A Tangential Orifice (3) is provided on the circumferential periphery at
the lowest point of the Slope (a) on the vessel (1). The Air Pressure
Regulator (2) is fitted between the compressed Air Inlet Valve and the
Tapered Cylindrical Vessel (1).

2. DESCRIPTION OF THE PREFERRED EMBODIMENT
The Flux Fragility Testing Apparatus as shown in Fig 1 contains a
Tapered Cylindrical Vessel (1) and an Air Pressure Regulator (2). The
Flux is agitated using compressed air as the agitation medium in the
vessel (1) during testing. The lower face of this cylindrical vessel (1) is
tapered to a 12-20' angle (4). A tangential orifice (3) is provided on the
circumferential periphery at the lowest point of the slope (4) on the
vessel (1). This orifice (3) is for the compressed air entry into the vessel
(1). The vessel (1) is provided with a mesh cover which allows air to-go
out but not the flux. The air pressure regulator (2) is fitted between the
compressed air inlet valve and the tapered cylindrical vessel (1). It
regulates the pressure of the compressed. air entering the tapered
cylindrical vessel (1) which is the agitation medium for the flux. It has
an analog display in bar and psi units of pressure and a knob which
can be used to adjust the required pressure.

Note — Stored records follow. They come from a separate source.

PR #73, opened 2018-08-29
Update to use the new string representation of a Multihash.

kevina:
Factored out of #47


kevina:
@Stebalien can you have a look at this.  This change needs to go in if we are going to update to the string representation of a multihash.  It also has a few other optimizations in.

kevina:
Note: This is based on #71.  Please approve but don't merge.  It has a gx-depenecy on a non-pinned hash that I will get ride of once https://github.com/multiformats/go-multihash/pull/84 is merged.

ribasushi:
@Stebalien is this still relevant? Seems everything has already migrated to strings...

Stebalien:
The goal was to _also_ migrate multihash.

PR #84, opened 2019-02-21
fix inline CIDs generated by Prefix.Sum

Stebalien:


Stebalien:
Yes, my code is bestest code.

PR #854, opened 2019-08-05
Add option to bug_classifier script to download model when it doesn't exist

### LINKED ISSUE #832: Add an option to the bug_classifier script to download the model when it doesn't exist

chidauri:
Fixes #832

### DIFF
--- a/scripts/bug_classifier.py
+++ b/scripts/bug_classifier.py
@@ -4,11 +4,10 @@ import argparse
 import os
 
 import numpy as np
-import requests
-import zstandard
 
 from bugbug import bugzilla
 from bugbug.models import get_model_class
+from bugbug.utils import download_check_etag, zstd_decompress
 
 MODELS_WITH_TYPE = ("component",)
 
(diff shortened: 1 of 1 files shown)


scripts/bug_classifier.py
```diff
@@ -22,9 +24,23 @@ def classify_bugs(model_name, classifier):
     else:
         model_file_name = f"{model_name}model"
 
-    assert os.path.exists(
-        model_file_name
-    ), f"{model_file_name} does not exist. Train the model with trainer.py first."
+    if not os.path.exists(model_file_name):
```
marco-c: You should use the functions in `utils` for downloading and for extracting.

scripts/bug_classifier.py
```diff
@@ -22,9 +23,12 @@ def classify_bugs(model_name, classifier):
...
+        print(f"{model_file_name} does not exist. Downloading the model....")
```
marco-c: Nit: use logger.info (you'll also need to setup the logger like other scripts do).

scripts/bug_classifier.py
```diff
@@ -22,9 +23,12 @@ def classify_bugs(model_name, classifier):
...
+        download_url = f"https://index.taskcluster.net/v1/task/project.relman.bugbug.train_{model_name}.latest/artifacts/public/{model_file_name}.zst"
```
marco-c: Nit: I'd remove this variable and replace its usage with its value
`download_check_etag(f"https://index.tas...", f"{model_file...")`

marco-c:
What happens after your changes if the model is not available for download?

chidauri:
> What happens after your changes if the model is not available for download?

requests.exceptions.HTTPError: 404 Client Error: Not Found for url: https://index.taskcluster.net/v1/task/project.relman.bugbug.train_uplift.latest/artifacts/public/upliftmodel.zst

marco-c:
> requests.exceptions.HTTPError: 404 Client Error

We should catch the exception and log the error: "A pre-trained model is not available, you will need to train it yourself using the trainer script"

scripts/bug_classifier.py
```diff
@@ -22,9 +28,21 @@ def classify_bugs(model_name, classifier):
...
+        try:
+            download_check_etag(
+                f"https://index.taskcluster.net/v1/task/project.relman.bugbug.train_{model_name}.latest/artifacts/public/{model_file_name}.zst",
+                f"{model_file_name}.zst",
+            )
+        except requests.HTTPError:
+            logger.error(
+                f"A pre-trained model is not available, you will need to train it yourself using the trainer script"
+            )
+            raise SystemExit(0)
```
marco-c: Since it's an error, the error code should not be 0 (0 means no error).

chidauri: ohhh :P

The sample of the flux to be tested is first taken into the tapered
cylindrical vessel (1) as shown the Fig 1 after sieving to 30-40 BS mesh.
The compressed air is let into the vessel (1) tangentially through the
orifice (3) on the lower most point of the peripheral gradient (a). The
regulator (2) is used to adjust the pressure of air to desired value.
Due to the air pressure, a vortex is formed. inside the vessel (1). This
vortex causes the flux inside vessel (1) to flow in swirls along the inner
circumference of the vessel (1).
When this circulating flux falls to the bottom of the vessel (1) due to
gravity, the gradient at the bottom takes it back to the tangential air
entry point and the flux is again set into the vortex and the cycle
continues. This continuous agitated motion of the flux causes several
collisions and attrition between the flux granules causing it to
disintegrate.
On completion of about 2 minutes of testing, the percentage of flux
disintegrated during testing can be measured by sieving.
When the time of testing and the air pressure is kept constant to 20-
50 psi, the disintegration tendency (fragility) of fluxes can be
quantitatively measured in Percentage, thus measuring the flux
fragility in saw fluxes used in welding.
The present invention thus measures through apparatus the fragility
of the flux & recyclability of the SAW flux thereby helping the end
users to estimate the consumption pattern precisely which in turn
helps in maintaining correct inventory and estimate exact usage. The
present invention also eliminates the defects caused due to improper
use of the flux in the job further saving huge costs and time incurred
on identifying & removing the defects.